Tim Peters tim.one at comcast.net
Mon Apr 19 10:57:52 EDT 2004


[Edward Loper]
> ...
>    - I do believe that there will be use cases for exponents outside
>      this range.  Just because there's no physical quantities that are
>      reasonably measured with these numbers, doesn't mean that there
>      won't be abstract quantities that are reasonably measured with
>      huge numbers.

You don't have a real use case, Edward (if you did, you would have given it
by now <wink>).  YAGNI.  Note that GNU GMP's arbitrary-precision float types
also have bounds on exponent magnitude (but not on precision) -- this is
conventional.

>    - I don't believe that signaling an error when a number goes
>      outside this range will help catch any errors.  What type of
>      error are we expecting to catch here?

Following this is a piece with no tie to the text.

PR #2471, opened 2025-05-09
STCOM-1448 Adjust default maxHeight of MultiSelection to accommodate 6 whole options.

JohnC-80:
## [STCOM-1448](https://folio-org.atlassian.net/browse/STCOM-1448)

Overflow, and possibly underflow.  Typical when a correct iterative
algorithm is fed an input outside its radius of convergence, or an incorrect
iterative algorithm is fed anything.

>      If this is such a problem, then why doesn't long also have
>      a max/min?

For the same reason Decimal doesn't have a bound on precision:  exact
calculations can require any number of digits.  Exponents kick in when the
calculation becomes approximate (when precision is exceeded).